▸ Task brief:
A line below contains "kronbichler: I would", and a later one contains "### LINKED ISSUE". Repeat both, with every line between them, exactly.

(Collected data entries)
-----
PR #442, opened 2023-05-19
Remove FunctionCached

nfehn:
The previous implementation was unnecessarily complex. 150 removed lines of code say it all.

This is a follow-up to PR #441 (see comment https://github.com/exadg/exadg/pull/441#issuecomment-1551465494).


include/exadg/incompressible_navier_stokes/spatial_discretization/spatial_operator_base.cpp
```diff
@@ -195,23 +195,19 @@ SpatialOperatorBase<dim, Number>::setup(
...
-    std::set<dealii::types::boundary_id> bids;
-    for(auto const & bc : boundary_descriptor->velocity->dirichlet_cached_bc)
-      bids.insert(bc.first);
-
-    interface_data_dirichlet_cached->setup(matrix_free,
-                                           get_dof_index_velocity(),
-                                           quad_indices,
-                                           bids);
+    interface_data_dirichlet_cached = std::make_shared<ContainerInterfaceData<1, dim, double>>();
+    interface_data_dirichlet_cached->template setup<Number>(
```
richardschu, line 204: interesting syntax here - looked it up and learned something, thanks ; )

richardschu (approved):
Looking good overall, thank you for decluttering!

include/exadg/incompressible_navier_stokes/spatial_discretization/spatial_operator_base.cpp
nfehn: see e6393c33de4851c38486cf319fbb604a10e66d39

nfehn:
@peterrum @kronbichler please let me know if you want to discuss this PR before merging.

include/exadg/incompressible_navier_stokes/spatial_discretization/operator_dual_splitting.cpp
```diff
@@ -839,8 +839,7 @@ OperatorDualSplitting<dim, Number>::local_interpolate_velocity_dirichlet_bc_boun
         }
         else if(boundary_type == BoundaryTypeU::DirichletCached)
         {
-          auto bc =
-            this->boundary_descriptor->velocity->dirichlet_cached_bc.find(boundary_id)->second;
+          auto bc = this->boundary_descriptor->velocity->get_dirichlet_cached_data();
```
peterrum, line 842: bid is not needed anymore?

include/exadg/incompressible_navier_stokes/spatial_discretization/spatial_operator_base.cpp
```diff
@@ -195,23 +195,18 @@ SpatialOperatorBase<dim, Number>::setup(
...
-    for(auto const & bc : boundary_descriptor->velocity->dirichlet_cached_bc)
-      bids.insert(bc.first);
-
-    interface_data_dirichlet_cached->setup(matrix_free,
+    interface_data_dirichlet_cached = std::make_shared<ContainerInterfaceData<1, dim, double>>();
+    interface_data_dirichlet_cached->setup(*matrix_free,
                                            get_dof_index_velocity(),
                                            quad_indices,
-                                           bids);
+                                           boundary_descriptor->velocity->dirichlet_cached_bc);
```
peterrum, line 207: I guess you allocate the data structures for the complete boundary?

include/exadg/structure/user_interface/boundary_descriptor.h
```diff
@@ -127,6 +127,42 @@ struct BoundaryDescriptor
     AssertThrow(counter == 1,
                 dealii::ExcMessage("Boundary face with non-unique boundary type found."));
   }
+
+  void
+  set_dirichlet_cached_data(
```
peterrum, line 132: What about adding some Doxygen comments here?

peterrum (approved):

include/exadg/incompressible_navier_stokes/spatial_discretization/operator_dual_splitting.cpp
nfehn: There is only one data structure for all boundary IDs. This data is then accessed by face, quadrature point, and vectorized array indices (for all boundary IDs belonging to the cached-type BC). Before the present PR, all `FunctionCached` objects (for the different boundary IDs) were pointing to the same data structure. (The background is that we collect all boundaries and setup dealii::RPE once).

include/exadg/incompressible_navier_stokes/spatial_discretization/spatial_operator_base.cpp
nfehn: Yes, the "boundary condition" is no longer a map with bid+function, but only a set of boundary ids (= dirichlet_cached_bc), since the underlying "Function" to evaluate is a purely internal data structure.

include/exadg/structure/user_interface/boundary_descriptor.h
nfehn: So far, I hesitated because we have the same set-functions in multiple boundary descriptors (which are different for the different modules in ExaDG).

I am also not sure if this is the final design. Actually, these functions should not be public, but only accessible for the respective `MyModule::SpatialOperator` class, which sets up the data structures for cached-type boundary conditions. Maybe this internal use is why I considered documentation not that important for this function. Another solution could be to not pass this data structure back to the `BoundaryDescriptor` (via a shared pointer), but only to the implementation of operators and kernels, with the need extend the interfaces of such classes (!).

Lange Rede, kurzer Sinn. I could principally add some explanation, but this text will be copied for multiple boundary descriptors :(

peterrum (approved):
Good to go!

include/exadg/functions_and_boundary_conditions/function_cached.h
```diff
@@ -1,66 +0,0 @@
...
-
-  // read data
-  inline data_type
-  tensor_value(unsigned int const face,
-               unsigned int const q,
-               unsigned int const v,
-               unsigned int const quad_index) const
-  {
-    return interface_data->get_data(quad_index, face, q, v);
-  }
```
nfehn, line 53: This is where the bug reported in #482 comes from. `get_data()` and `tensor_value()` use a different order of arguments. Since all parameters are of the same type, no compilation error showed up ...

include/exadg/functions_and_boundary_conditions/evaluate_functions.h
```diff
@@ -189,18 +189,18 @@ struct FunctionEvaluator<1, dim, Number>
...
+          unsigned int const                             quad_index)
   {
     dealii::Tensor<1, dim, dealii::VectorizedArray<Number>> value;
 
     std::array<dealii::Tensor<1, dim, Number>, dealii::VectorizedArray<Number>::size()>
       tensor_array;
 
     for(unsigned int v = 0; v < dealii::VectorizedArray<Number>::size(); ++v)
-      tensor_array[v] = function.tensor_value(face, q, v, quad_index);
+      tensor_array[v] = function.get_data(face, q, v, quad_index);
```
nfehn, line 203: Here, the order of arguments has to be changed when changing the function name. The same for the two other calls below.

PR #717, opened 2025-01-02
add copy_dst_entries arg to apply_function_in_double_precision()

richardschu:
this is what I meant in
https://github.com/exadg/exadg/pull/716#issuecomment-2567683586

### DIFF
--- a/include/exadg/solvers_and_preconditioners/preconditioners/preconditioner_amg.h
+++ b/include/exadg/solvers_and_preconditioners/preconditioners/preconditioner_amg.h
@@ -474,7 +474,8 @@ public:
         [&](dealii::LinearAlgebra::distributed::Vector<double> &       dst_double,
             dealii::LinearAlgebra::distributed::Vector<double> const & src_double) {
           preconditioner_ml->vmult(dst_double, src_double);
-        });
+        },
+        true /* copy_dst_entries */);
 #else
       AssertThrow(false, dealii::ExcMessage("deal.II is not compiled with Trilinos!"));
 #endif
@@ -520,7 +521,8 @@ public:
                                                                       src_double,
                                                                       solver_type,
                                                                       solver_data);
-        });
+        },
+        true /* copy_dst_entries */);
 #else
       AssertThrow(false, dealii::ExcMessage("deal.II is not compiled with Trilinos!"));
 #endif
--- a/include/exadg/operators/operator_base.cpp
+++ b/include/exadg/operators/operator_base.cpp
@@ -417,7 +417,8 @@ OperatorBase<dim, Number, n_components>::apply_matrix_based(VectorType &       d
       [&](dealii::LinearAlgebra::distributed::Vector<double> &       dst_double,
           dealii::LinearAlgebra::distributed::Vector<double> const & src_double) {
         system_matrix_trilinos.vmult(dst_double, src_double);
-      });
+      },
+      false /* copy_dst_entries */);
 #else
     AssertThrow(
       false,
--- a/include/exadg/solvers_and_preconditioners/utilities/linear_algebra_utilities.h
+++ b/include/exadg/solvers_and_preconditioners/utilities/linear_algebra_utilities.h
@@ -141,7 +141,8 @@ apply_function_in_double_precision(
   dealii::LinearAlgebra::distributed::Vector<Number> &                            dst,
   dealii::LinearAlgebra::distributed::Vector<Number> const &                      src,
   std::function<void(dealii::LinearAlgebra::distributed::Vector<double> &,
-                     dealii::LinearAlgebra::distributed::Vector<double> const &)> operation)
+                     dealii::LinearAlgebra::distributed::Vector<double> const &)> operation,
+  bool const copy_dst_entries = true)
 {
   if constexpr(std::is_same_v<Number, double>)
   {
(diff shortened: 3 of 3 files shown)


nfehn:
Thanks for these explanations.

In my opinion, the notion of "copy" is not clear from the interface of this function (e.g. no copy is done in the other branch), so one could argue that it should remain a detail of the implementation of this function. The interface of the function says in my opinion that dst might be non-zero and that this content of dst (when entering the function) can be relevant. In this sense, PR #716 is the fix needed w.r.t. the interface of this function.

nfehn:
I think I understand the motivation for the present PR and I agree that we should do the copy in general. It is not clear to me whether we should try to avoid the copy in some cases according to the present PR, for the following reasons:

1. The only place in this PR where the last argument is set to `false` is the case where the function is called with vectors of basic data type `double`, hence not entering the else branch affected by the present PR. The code in ExaDG calling this function with vectors of basic data type `float` (potentially) call the respective function with the last argument set to `true` according to the present state of this PR. So the present PR wouldn't change something in ExaDG right now, would it?
2. I think the present PR complicates somewhat the code or increases the need for documentation. Hence, apart from aspect 1 mentioned above, there should be motivation that this change results in measurable performance improvements in uses cases where this PR really changes the code. Following the goal of performance improvements, realizing the respective functions truly in `float` precision would probably allow much higher improvements.
3. Regarding the naming, I would (i) prefer a name where `true` is the default and (ii) where the meaning of the variable is clearer that the naming with `copy`. One suggestion fulfilling these properties could be `dst_is_input`.

As a code reviewer, I have to shed light on code changes from different perspectives and raise critical questions. As explained above, I do not see really high priority for this PR. However, if you want to realize the present PR, I am open to do so.

richardschu:
Thanks Niklas for taking a look!
>     As a code reviewer, I have to shed light on code changes from different perspectives and raise critical questions. As explained above, I do not see really high priority for this PR. However, if you want to realize the present PR, I am open to do so.
I totally understand and I am not taking it personally at all! I appreciate your efforts and your input! :+1:

Regarding the comments you had:

1) I am not 100% sure this is correct, but you looked deeper into the `apply_matrix_based()` pit, maybe I misunderstand whats happening. Please let me know if the following is correct or not:

. lets say the outer Krylov solver runs in `double`
. the mulrigrid preconditioner runs in `float` per default (see https://github.com/exadg/exadg/blob/6d3cb9706eccaaa8a41f26e3890bdc8ced8bf5b0/include/exadg/solvers_and_preconditioners/multigrid/multigrid_preconditioner_base.h#L60C1-L64C44)
. hence, the behavior of the code is changing if `use_matrix_based_implementation == true`, right? (we skip copying the `dst` vector in that case)?
. therefore, the matrix-free approach is not impacted by the changes (affected parts use `copy_dst_entries == true` for correctness), but the matrix-based methods are affected via `apply_matrix_based/_add()` (with Trilinos). For the affected matrix-based methods, however, this might not even be close to the actual bottleneck.

2) completely true, we would have to test to justify the additional complication and documentation effort.
3) I would be/am totally fine with renaming `copy_dst_entries` -> `dst_is_input`.

Given the reasoning under 1), we can very well close the PR given that the performance gains from skipping copying the `dst` vector are likely to be small following a matrix-based approach, if @kronbichler agrees on these points (Martin just please give a short thumbs up if you agree here; of course testing would be needed, we can try that next time we are comparing to a matrix-based variant; I just did not want to ignore your comment https://github.com/exadg/exadg/pull/716#issuecomment-2567136793)

nfehn:
You are right @richardschu, matrix-based might be used just for the throughput runs (which I had in mind yesterday), but also as the implementation variant for all operator evaluations in a solver.

I am open in all directions. If we realize the changes suggested here, I would be happy about further comments in the code (because in a function called `vmult()`, it might not be obvious why one has to copy the dst-vector / consider the dst-vector an input vector in my opinion (to be on the safe side, one would always do it, but thats exactly the point of discussion here ...): googeling "dealii vmult" and following the google search result that sounds like Trilinos (https://www.dealii.org/current/doxygen/deal.II/classTrilinosWrappers_1_1SparseMatrix.html#aac3432b6b2cd742db298d049760eedfb), I get the impression that the dst-vector is not an input. Continuing in this philosophical direction, I would ask the question if the naming and usage of `vmult` in dealii is intuitive and consistent. Of course, I should better google "dealii trilinos amg vmult" and then go to https://www.dealii.org/current/doxygen/deal.II/classTrilinosWrappers_1_1PreconditionBase.html#a56cdde99bb47cec6af2228870e5b5129, but the documentation of `vmult()` there just says "apply the preconditioner" without further links or explanations ...).

include/exadg/solvers_and_preconditioners/preconditioners/preconditioner_amg.h
```diff
@@ -474,7 +474,8 @@ class PreconditionerAMG : public PreconditionerBase<Number>
         [&](dealii::LinearAlgebra::distributed::Vector<double> &       dst_double,
             dealii::LinearAlgebra::distributed::Vector<double> const & src_double) {
           preconditioner_ml->vmult(dst_double, src_double);
-        });
+        },
+        true /* copy_dst_entries */);
```
nfehn, line 478: See also discussion here https://github.com/dealii/dealii/issues/17978

kronbichler: I would say that this interface should not need to copy entries because we call the `ApplyInverse` function of the Epetra operators (I did not look at this code closely yet), we need the initial values only if an iterative solver is called. Is any of the tests failing if we call this particular place with `false` argument as evidence that this function does not overwrite the vector?

richardschu: so the assert we ran into in #715 in debug mode was when we were trying to get the norm of the `dst` vector, see https://github.com/exadg/exadg/issues/715#issuecomment-2566520074
Note that `dst.l2_norm()` was added by me to provoke the assert.
As far as I am concerned, I voted for closing #717 completely while keeping in mind that we are copying data around in some cases. We need to check this next time we do performance measurements.

PR #722, opened 2025-01-19
Fix boost archiving of LA::d::Vector and make it debug-friendly

### LINKED ISSUE #721: Serialization does not store vectors
when using the restart mechanics, we store the `LinearAlgebra::distributed::Vector`s into a `boost::archives::binary_archive`.
The infrastructure is there, but this vector type does not support serialization.
I wrote a little test (attached) that showed me that serialization is possible for
`dealii::Vector`
`PETScWrappers::MPI::Vector`
and not possible for
`dealii::LinearAlgebra::distributed::Vector`
`TrilinosWrappers::MPI::Vector`
(for good reasons, see the documentation of the respective functions, or simply because it is not implemented yet)

For the PETSc vector also in parallel this works totally as intended, for the Trilinos Vector, this is not the case, which confused me a bit.
Also, there is no warning whatsoever, the vector entries are simply not touched.

I will do the following:
1) define a type for the `boost::archive` such that we can easier debug this stuff in `time_int_base.h`.
I found that "storing" the `dealii::LinearAlgebra::distributed::Vector` just adds a single(!) `0` in the archive, otherwise I could only guess from the size of the file that some stuff is missing. Then with the `boost::archive::text_oarchive`, I could see that indeed we are doing _something_, but it was only writing this `0`.
 
2) Serialize the local entries directly and copy into the `dealii::LinearAlgebra::distributed::Vector`.
This way, we just add a utility function to go from `dealii::LinearAlgebra::distributed::Vector` -> `Number` -> `boost::archive` and back.

PR incoming

[serialize_vectors.txt](https://github.com/user-attachments/files/18464629/serialize_vectors.txt)

richardschu:
fixes #721

essentially in 3 steps:

1) 
https://github.com/exadg/exadg/commit/7b98515f16245710bd71f3144342d04a84ef6e38
introduces a type to easily switch from the 
binary `boost::archive::binary_i/oarchive` 
to the human readable `boost::archive::text_i/oarchive`
via
image

2)
61ffe67efc1881b885371634e46ee305ec9507ca
 
introduces the utility functions
`read_distributed_vector()`
and
`write_distributed_vector()`
in
`include/utilities/boost_archive.h`

we essentially loop over the local entries and write them to the archive, same when we read them back.
IMPORTANT: we do not store any other info regarding the data structures. Hence we assume that the mesh/DoFs/parallel layout/etc. is _exactly the same_. This is similar to the already functionality, this PR is simply a bugfix.

3)
I added a test in
`tests/utilities/boost_archive.cc`
which can be run in `debug` and `release` (since debug mode currently outputs the vector norms ... this is a point to discuss) and in `serial` and `mpirun=2`.

I am pro outputting the norms in general, but this is some global communication... I guess that one scalar value doesnt hurt though? And snapshots are not created all the time but frequently enough. SO I think checking the vectors when you read them in gives you a little bonus confidence that you copied the right files!

`mpirun=2` I think is necessary since checkpointing is only really useful once we have a parallel run and the reading and writing of the archives is done per processor. These tests run in under 2 secs.


richardschu:
once we have agreed on how to apply the fix, I can squash the commits!

richardschu:
I just changed the norm output a bit to have a constant format like "1.2345e+05" to compare the read/write vectors better.
Also, I included the binary boost archive header despite the fact that it compiled before with no problems. But adding both text and binary archive types is more clear I think. We need both.
This is ready for review.

richardschu:
> I just changed the norm output a bit to have a constant format like "1.2345e+05" to compare the read/write vectors better. Also, I included the binary boost archive header despite the fact that it compiled before with no problems. But adding both text and binary archive types is more clear I think. We need both. This is ready for review.

"ready for review" and did not even compile the tests :+1:

nfehn:
It looks like you could reduce the two new functions to a single one by using a lambda. This way, I think you could also avoid the second template argument for each these two functions. If I understand the logic correctly, the purpose of both functions is "for every element of a vector, do something". From a software design perspective, one might argue that "do_something" itself is a function and should not cause to implement the same functionality essentially multiple times. In the time integration routine, the code could look like

```C++
// define lambda's read_from_archive, write_to_archive ...

for_every_vector_entry(vector, read_from_archive);
...
for_every_vector_entry(vector, write_to_archive);
```

Can't you move the debug output directly to the test program?

richardschu:
> It looks like you could reduce the two new functions to a single one by using a lambda. This way, I think you could also avoid the second template argument for each these two functions. If I understand the logic correctly, the purpose of both functions is "for every element of a vector, do something". From a software design perspective, one might argue that "do_something" itself is a function and should not cause to implement the same functionality essentially multiple times. In the time integration routine, the code could look like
-----
▸ Answer to this task:
kronbichler: I would say that this interface should not need to copy entries because we call the `ApplyInverse` function of the Epetra operators (I did not look at this code closely yet), we need the initial values only if an iterative solver is called. Is any of the tests failing if we call this particular place with `false` argument as evidence that this function does not overwrite the vector?

richardschu: so the assert we ran into in #715 in debug mode was when we were trying to get the norm of the `dst` vector, see https://github.com/exadg/exadg/issues/715#issuecomment-2566520074
Note that `dst.l2_norm()` was added by me to provoke the assert.
As far as I am concerned, I voted for closing #717 completely while keeping in mind that we are copying data around in some cases. We need to check this next time we do performance measurements.

PR #722, opened 2025-01-19
Fix boost archiving of LA::d::Vector and make it debug-friendly

### LINKED ISSUE #721: Serialization does not store vectors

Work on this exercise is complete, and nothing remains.